(Beginning of PROVIDED DATA)

PR #277, opened 2026-04-21
lib: Foundational hardening of allocation, buffer, and array APIs aga…

uwezkhan:
This patch hardens Dovecot's core memory and buffer APIs against integer overflows.
While Dovecot already uses MALLOC_MULTIPLY in some places, this change systematically introduces array-aware primitives (like i_malloc_array and buffer_append_array) and pushes those checks directly into the ARRAY implementation.

### DIFF
--- a/src/lib/imem.c
+++ b/src/lib/imem.c
@@ -9,21 +9,22 @@ void *i_malloc(size_t size)
 	return p_malloc(default_pool, size);
 }
 
-void *i_malloc_array(size_t count, size_t size)
-{
-	return p_malloc(default_pool, MALLOC_MULTIPLY(count, size));
-}
-
 void *i_realloc(void *mem, size_t old_size, size_t new_size)
 {
-	return p_realloc(default_pool, mem, old_size, new_size);
-}
+	i_assert(old_size < SIZE_MAX);
+	i_assert(new_size < SIZE_MAX);
 
-void *i_realloc_array(void *mem, size_t old_count, size_t new_count, size_t size)
-{
-	return p_realloc(default_pool, mem,
-			 MALLOC_MULTIPLY(old_count, size),
-			 MALLOC_MULTIPLY(new_count, size));
+	if (old_size == new_size)
+		return mem;
+
+	if (old_size != 0 && new_size == 0)
+		i_panic("Trying to reallocate %zu -> %zu bytes",
+			old_size, new_size);
+
+	if (mem == NULL)
+		return i_malloc(new_size);
+
+	return p_realloc(default_pool, mem, old_size, new_size);
 }
 
 char *i_strdup(const char *str)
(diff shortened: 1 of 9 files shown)


src/lib/imem.h
```diff
@@ -10,8 +10,11 @@ extern pool_t default_pool;
 	p_realloc_type(default_pool, mem, type, old_count, new_count)
 
 void *i_malloc(size_t size) ATTR_MALLOC ATTR_RETURNS_NONNULL;
+void *i_malloc_array(size_t count, size_t size) ATTR_MALLOC ATTR_RETURNS_NONNULL;
```
sirainen: Thanks for catching these many missing multiplication places! I'm not sure about these `[ip]_malloc_*` functions though. We already have [ip]_new() and [ip]_realloc_type() which are better to use when possible. I see a few places where they should have been used, but aren't. But are there any places were [ip]_malloc_array() would be useful? Seems like it might just encourage people to use it when they should rather be using [ip]_new().

sirainen (changes requested):

uwezkhan:
Thanks, that makes sense. I’ve removed the malloc_array helpers and switched everything to i_new / p_new and p_realloc_type where possible. Let me know if anything else needs tweaking.

src/lib/imem.c
```diff
@@ -11,6 +11,19 @@ void *i_malloc(size_t size)
 
 void *i_realloc(void *mem, size_t old_size, size_t new_size)
 {
+	i_assert(old_size < SIZE_MAX);
+	i_assert(new_size < SIZE_MAX);
```
sirainen, line 15: Already checked by p_malloc() / p_realloc() that size isn't > POOL_MAX_ALLOC_SIZE

src/lib/imem.c
```diff
@@ -11,6 +11,19 @@ void *i_malloc(size_t size)
...
+
+	if (old_size == new_size)
+		return mem;
```
sirainen, line 18: Optimization, but not really necessary..

src/lib/imem.c
```diff
@@ -11,6 +11,19 @@ void *i_malloc(size_t size)
...
+
+	if (old_size != 0 && new_size == 0)
+		i_panic("Trying to reallocate %zu -> %zu bytes",
+			old_size, new_size);
```
sirainen, line 22: new_size==0 panic is already in p_malloc() and p_realloc().

So overall, these i_realloc() seem unnecessary.

Anyway, no need to further update these changes. I did some commit splitting and some other minor changes and we'll get these merged.

uwezkhan:
Thanks! Appreciate the review and the cleanup. 👍

uwezkhan:
Can i get the review on this PR.

sirainen:
It's now queued in our internal review, but at the moment we have a lot of changes waiting for review, so it likely takes a while more still before it gets merged.

sirainen:
Merged as bb2d8814d2e77852953952762ae72c2c31c1dc5a^..6eb492fbdd6c7955890c96c405619538a8fb9223

PR #280, opened 2026-04-30
Add integer overflow checks to p_strarray_dup and new test for large …

netliomax25-code:
p_strarray_dup() accumulates allocation size in a loop:

    size += sizeof(const char *) + strlen(arr[i]) + 1;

(End of PROVIDED DATA)

WORK ORDER: In the entries above, find each line that has the word "const". Copy it.

TASK OUTPUT:
 char *i_strdup(const char *str)
    size += sizeof(const char *) + strlen(arr[i]) + 1;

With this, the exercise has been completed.